There are countless unwritten social contracts which – for good or ill – govern our lives. And there were certainly even more such things in Jesus’ time. For a leader of a synagogue – a highly respectable social position – to fall at the feet of an unconventional itinerant preacher was to contradict what society would have told him was right, but his love for his ailing daughter was such that it transcended such social niceties. The woman with long-term hemorrhaging was an outcast from conventional society, and the law prohibited social and physical contact with the religious functionaries. Yet when she touched Jesus – who was, after all, a religious leader – his response was love and not law.

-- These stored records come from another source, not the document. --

PR #1940, opened 2026-08-30
QT freeze during batch verification fixed

levonpetrosyan93:


src/validation.cpp
```diff
@@ -3988,12 +3988,13 @@ bool ActivateBestChain(CValidationState &state, const CChainParams& chainparams,
...
             }
-            BatchProofContainer* batchProofContainer = BatchProofContainer::get_instance();
-            batchProofContainer->fCollectProofs = ShouldBatchSparkProofs(pindexNewTip);
-            if (!VerifyPendingSparkBatch(state, "connecting new tip"))
-                return false;
         }
 
+        BatchProofContainer* batchProofContainer = BatchProofContainer::get_instance();
+        batchProofContainer->fCollectProofs = ShouldBatchSparkProofs(pindexNewTip);
+        if (!VerifyPendingSparkBatch(state, "connecting new tip"))
```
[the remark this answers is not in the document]
psolstice: valid point

psolstice (changes requested):

reubenyap (changes requested):
Requesting changes on `8deca81`.

- `fCollectProofs` remains a public, unsynchronized state flag. At the old-to-recent batching boundary, concurrent `ActivateBestChain()` calls can make one thread skip a Spark proof, another clear collection mode, and `finalize()` discard that proof. The affected block can then be accepted without the proof being checked inline or retained for batch verification.
- `verify_pending()` treats equal vector sizes as batch identity. A disconnect followed by a same-size replacement can apply a stale verdict and clear an unverified replacement batch.
- Cover sets are loaded outside `cs_main`, but `GetCoinSet()` subsequently reads mutable `coinGroups`, chain, and block-index data unlocked. Concurrent connect/disconnect can produce a data race or a mixed-tip cover-set snapshot.
- Releasing `cs_main` after publishing chain, wallet, index, and Spark state lets other threads consume or extend state before the deferred proof verdict succeeds.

With the leader of the synagogue and his daughter, and with the woman with hemorrhages, it is not too difficult for us to identify compassionately with them. They are victims of circumstance. They have been dealt an unfair blow by life. Bu perhaps it is harder for us to be so compassionate towards the less savory characters in the gospels, like the tax collectors and the prostitutes. Religious leaders of the time didn’t give tax collectors the time of day, but Jesus did, because it was loving to acknowledge them as cherished children of God with many talents. We are told that Jesus went to dinner with the sorts of people that were generally given an extremely wide berth. Those people were considered by religious law to be ritually unclean. Jesus not only spent time with them but, crucially, I would want to suggest, that he genuinely enjoyed being with them, too. Perhaps this doesn’t seem a terribly shocking action to us, but what if it we were to attempt to translate it into a more current example? Would we – if we were honest with ourselves – be scandalized or at least uneasy if, say, a bishop was regularly to have dinner with his local drug-dealer and clearly enjoy cultivating that friendship?

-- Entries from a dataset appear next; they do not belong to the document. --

PR #1941, opened 2026-08-30
Evo: ignore stale block tip notifications

navidR:
Ignore delayed deterministic-masternode tip notifications when their block is no longer the active chain tip. Add regressions covering stale callbacks and valid pure-disconnect updates after repeated invalidations.


reubenyap (commented):
Reviewed the current draft head. I traced queued tip notifications through the deterministic-masternode manager, checked every tipIndex reader, and verified the cs_main-to-manager lock order against block processing. The stale callback is rejected while current and null-tip updates still work, and the full CI matrix is green. I found no actionable issues.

Perhaps embedded in our lack of ease with these unsavory characters is their culpability for their actions: their wrongdoing is easy to pin down and to label. Perhaps we are tempted to make distinctions between those who deserve compassion and love and those who don’t. Every day our news stories prompt us either consciously or, more often, sub-consciously, to make judgments about whether or not someone is deserving of compassion or not.
Jesus teaches us that no sin is so great that it cannot be forgiven. He teaches us that no one’s behavior is so bad that it cannot be met with a loving response. Jesus bestows dignity and worth on those he meets and by taking the time to be with them and to recognize the potential for redemption and goodness in them, he fulfills the inauguration of the Kingdom of Heaven in this world. There is no partiality with his love. And he demands of his hearers and of us that our natural response to a situation is with mercy.
In short, there is no situation in which compassion is not our go-to, default response. Now, I grant you, actually being compassionate all the time is another thing – it’s difficult and we often mess up that response. But, rather, what I am saying is this: that no one – and no situation – will ever permit us to behave toward someone without compassion. No matter what.